Task to complete: What is needed here is an exact copy of all the data.

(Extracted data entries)

BEGIN

Issue #179, opened 2021-05-31
Cannot create task


Nyholm:
This error shows up in the log: 

>  app.ERROR: Failed dispatching "pull_request" event for "carsonbot-playground/symfony" repository. {"exception":"[object] (Doctrine\\DBAL\\Exception\\NotNullConstraintViolationException(code: 0): An exception occurred while executing 'INSERT INTO task (repository_full_name, number, action, created_at, updated_at, verify_after) VALUES (?, ?, ?, ?, ?, ?)' with params [\"carsonbot-playground\\/symfony\", 22, 4, \"2021-05-31 14:10:11\", \"2021-05-31 14:10:11\", \"2021-06-01 10:10:11\"]:\n\nSQLSTATE[23502]: Not null violation: 7 ERROR:  null value in column \"id\" violates not-null constraint\nDETAIL:  Failing row contains (null, carsonbot-playground/symfony, 22, 4, 2021-05-31 14:10:11, 2021-05-31 14:10:11, 2021-06-01 10:10:11). at /app/vendor/doctrine/dbal/lib/Doctrine/DBAL/Driver/AbstractPostgreSQLDriver.php:64)\n[previous exception] [object] (Doctrine\\DBAL\\Driver\\PDO\\Exception(code: 23502): SQLSTATE[23502]: Not null violation: 7 ERROR:  null value in column \"id\" violates

Nyholm:
PR #181 fixed the issue. But Im not sure why..

Nyholm:
Using doctrine/doctrine-bundle 2.3.2 is bad. The error exists in that version.

Nyholm:
Using doctrine/doctrine-bundle 2.2.4 is okey.

Nyholm:
Using doctrine/doctrine-bundle 2.3.0 is bad. This version is the first version that is broken.

stof:
@Nyholm can you try configuring the db driver and server versions explicitly in the DBAL config instead of extracting them from the credentials URL ? DoctrineBundle 2.3.0 introduces a new metadata caching configuration that automatically cache the mapping during the cache-warmup (enabled only in non-debug mode, which might explain why you don't see the issue in dev). If you run the cache-warmup without the DB credentials in the env variables, the ORM might receive the wrong DB platform when generating the metadata, which would cache the wrong metadata (and so potentially break things)

stof:
[...]

PR #189, opened 2021-06-02
Use doctrine-bundle 2.3 and disable metadata cache

Nyholm:
Related to #179

This should make sure we dont store any metadata about the entities.


Nyholm:
I changed my mind. I was able to reproduce the issue locally. 

```
rm -rf var/cache
# make sure the only database is the sqllite in .env
php bin/console cache:clear --no-warmup --env=prod
# Add a postgress DSN (.env.local)
# Write to database
-- Error
```


This will not work.

Issue #81, opened 2019-04-02
Latest TV Shows doesn't show on home screen, but Latest Movies does


ragoneone:
Latest TV Shows doesn't show on home screen, but Latest Movies does.  This is only on the Android TV app.  The standard Android app shows Latest TV on my phone and the wen interface shows it too.  When I use the Android TV app on my Nvidia Shield, it doesn't appear.

choakem:
This is probably the biggest issue I have right now with androidtv. Not bad considering how hound the apk is...

thornbill:
Something similar to this method for getting the latest movies will need to be added.

See https://github.com/jellyfin/jellyfin-androidtv/blob/master/app/src/main/java/org/jellyfin/androidtv/browsing/HomeFragment.java#L234-L242

thornbill:
Fixed by #201

PR #201, opened 2019-11-15
Added Latest TV Shows to Home Fragment

AndreasGB:
Hi there,

I took a quick stab at #81. I was a bit unsure at which position to insert the row in the different modes, but hope this is fine.

Cheers

### DIFF
--- a/app/src/main/java/org/jellyfin/androidtv/browsing/HomeFragment.java
+++ b/app/src/main/java/org/jellyfin/androidtv/browsing/HomeFragment.java
@@ -179,8 +179,8 @@ public class HomeFragment extends StdBrowseFragment {
                         case TvShows:
                             addNextUp();
                             addPremieres();
-                            addLatestTVShows();
                             addLatestMovies();
+                            addLatestTVShows();
                             addOnNow();
                             break;
 
@@ -216,7 +216,7 @@ public class HomeFragment extends StdBrowseFragment {
 
     }
 
-    protected StdItemQuery getResumeQuery() {
+    private StdItemQuery getResumeQuery() {
         StdItemQuery resumeItems = new StdItemQuery();
         resumeItems.setMediaTypes(new String[] {"Video"});
         resumeItems.setRecursive(true);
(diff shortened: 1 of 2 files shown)


app/src/main/java/org/jellyfin/androidtv/browsing/HomeFragment.java
```diff
@@ -179,6 +179,7 @@ public void onResponse(ItemsResult response) {
                         case TvShows:
                             addNextUp();
                             addPremieres();
+                            addLatestTVShows();
```
thornbill: I would move this after Latest Movies to be consistent with the other cases.

app/src/main/java/org/jellyfin/androidtv/browsing/HomeFragment.java
```diff
@@ -238,6 +241,15 @@ protected void addLatestMovies() {
 
     }
 
+    protected void addLatestTVShows() {
```
thornbill: This method can be private. (Not sure why the others aren't, but no need to continue that here :smile:)

app/src/main/java/org/jellyfin/androidtv/browsing/HomeFragment.java
```diff
@@ -238,6 +241,15 @@ protected void addLatestMovies() {
...
+        LatestItemsQuery latestTVShows = new LatestItemsQuery();
+        latestTVShows.setFields(new ItemFields[] {ItemFields.PrimaryImageAspectRatio, ItemFields.Overview});
+        latestTVShows.setIncludeItemTypes(new String[]{"Series"});
```
thornbill: To get results that are more consistent with the web interface, it looks like we should include `Episode` instead of `Series` and set `latestTVShows.setGroupItems(true);`.

AndreasGB: Is there a way to force widescreen tiles? 

Doing it this way leads to a bug where if there is only one episode left in a season, the widescreen card is shown, for the grouped ones the portrait.

app/src/main/java/org/jellyfin/androidtv/browsing/HomeFragment.java
AndreasGB: Okay, will make the others private as well then.

app/src/main/java/org/jellyfin/androidtv/browsing/HomeFragment.java
AndreasGB: Okay, will do.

END

Exercise solution:
Issue #179, opened 2021-05-31
Cannot create task


Nyholm:
This error shows up in the log: 

>  app.ERROR: Failed dispatching "pull_request" event for "carsonbot-playground/symfony" repository. {"exception":"[object] (Doctrine\\DBAL\\Exception\\NotNullConstraintViolationException(code: 0): An exception occurred while executing 'INSERT INTO task (repository_full_name, number, action, created_at, updated_at, verify_after) VALUES (?, ?, ?, ?, ?, ?)' with params [\"carsonbot-playground\\/symfony\", 22, 4, \"2021-05-31 14:10:11\", \"2021-05-31 14:10:11\", \"2021-06-01 10:10:11\"]:\n\nSQLSTATE[23502]: Not null violation: 7 ERROR:  null value in column \"id\" violates not-null constraint\nDETAIL:  Failing row contains (null, carsonbot-playground/symfony, 22, 4, 2021-05-31 14:10:11, 2021-05-31 14:10:11, 2021-06-01 10:10:11). at /app/vendor/doctrine/dbal/lib/Doctrine/DBAL/Driver/AbstractPostgreSQLDriver.php:64)\n[previous exception] [object] (Doctrine\\DBAL\\Driver\\PDO\\Exception(code: 23502): SQLSTATE[23502]: Not null violation: 7 ERROR:  null value in column \"id\" violates

Nyholm:
PR #181 fixed the issue. But Im not sure why..

Nyholm:
Using doctrine/doctrine-bundle 2.3.2 is bad. The error exists in that version.

Nyholm:
Using doctrine/doctrine-bundle 2.2.4 is okey.

Nyholm:
Using doctrine/doctrine-bundle 2.3.0 is bad. This version is the first version that is broken.

stof:
@Nyholm can you try configuring the db driver and server versions explicitly in the DBAL config instead of extracting them from the credentials URL ? DoctrineBundle 2.3.0 introduces a new metadata caching configuration that automatically cache the mapping during the cache-warmup (enabled only in non-debug mode, which might explain why you don't see the issue in dev). If you run the cache-warmup without the DB credentials in the env variables, the ORM might receive the wrong DB platform when generating the metadata, which would cache the wrong metadata (and so potentially break things)

stof:
[...]

PR #189, opened 2021-06-02
Use doctrine-bundle 2.3 and disable metadata cache

Nyholm:
Related to #179

This should make sure we dont store any metadata about the entities.


Nyholm:
I changed my mind. I was able to reproduce the issue locally. 

```
rm -rf var/cache
# make sure the only database is the sqllite in .env
php bin/console cache:clear --no-warmup --env=prod
# Add a postgress DSN (.env.local)
# Write to database
-- Error
```


This will not work.

Issue #81, opened 2019-04-02
Latest TV Shows doesn't show on home screen, but Latest Movies does


ragoneone:
Latest TV Shows doesn't show on home screen, but Latest Movies does.  This is only on the Android TV app.  The standard Android app shows Latest TV on my phone and the wen interface shows it too.  When I use the Android TV app on my Nvidia Shield, it doesn't appear.

choakem:
This is probably the biggest issue I have right now with androidtv. Not bad considering how hound the apk is...

thornbill:
Something similar to this method for getting the latest movies will need to be added.

See https://github.com/jellyfin/jellyfin-androidtv/blob/master/app/src/main/java/org/jellyfin/androidtv/browsing/HomeFragment.java#L234-L242

thornbill:
Fixed by #201

PR #201, opened 2019-11-15
Added Latest TV Shows to Home Fragment

AndreasGB:
Hi there,

I took a quick stab at #81. I was a bit unsure at which position to insert the row in the different modes, but hope this is fine.

Cheers

### DIFF
--- a/app/src/main/java/org/jellyfin/androidtv/browsing/HomeFragment.java
+++ b/app/src/main/java/org/jellyfin/androidtv/browsing/HomeFragment.java
@@ -179,8 +179,8 @@ public class HomeFragment extends StdBrowseFragment {
                         case TvShows:
                             addNextUp();
                             addPremieres();
-                            addLatestTVShows();
                             addLatestMovies();
+                            addLatestTVShows();
                             addOnNow();
                             break;
 
@@ -216,7 +216,7 @@ public class HomeFragment extends StdBrowseFragment {
 
     }
 
-    protected StdItemQuery getResumeQuery() {
+    private StdItemQuery getResumeQuery() {
         StdItemQuery resumeItems = new StdItemQuery();
         resumeItems.setMediaTypes(new String[] {"Video"});
         resumeItems.setRecursive(true);
(diff shortened: 1 of 2 files shown)


app/src/main/java/org/jellyfin/androidtv/browsing/HomeFragment.java
```diff
@@ -179,6 +179,7 @@ public void onResponse(ItemsResult response) {
                         case TvShows:
                             addNextUp();
                             addPremieres();
+                            addLatestTVShows();
```
thornbill: I would move this after Latest Movies to be consistent with the other cases.

app/src/main/java/org/jellyfin/androidtv/browsing/HomeFragment.java
```diff
@@ -238,6 +241,15 @@ protected void addLatestMovies() {
 
     }
 
+    protected void addLatestTVShows() {
```
thornbill: This method can be private. (Not sure why the others aren't, but no need to continue that here :smile:)

app/src/main/java/org/jellyfin/androidtv/browsing/HomeFragment.java
```diff
@@ -238,6 +241,15 @@ protected void addLatestMovies() {
...
+        LatestItemsQuery latestTVShows = new LatestItemsQuery();
+        latestTVShows.setFields(new ItemFields[] {ItemFields.PrimaryImageAspectRatio, ItemFields.Overview});
+        latestTVShows.setIncludeItemTypes(new String[]{"Series"});
```
thornbill: To get results that are more consistent with the web interface, it looks like we should include `Episode` instead of `Series` and set `latestTVShows.setGroupItems(true);`.

AndreasGB: Is there a way to force widescreen tiles? 

Doing it this way leads to a bug where if there is only one episode left in a season, the widescreen card is shown, for the grouped ones the portrait.

app/src/main/java/org/jellyfin/androidtv/browsing/HomeFragment.java
AndreasGB: Okay, will make the others private as well then.

app/src/main/java/org/jellyfin/androidtv/browsing/HomeFragment.java
AndreasGB: Okay, will do.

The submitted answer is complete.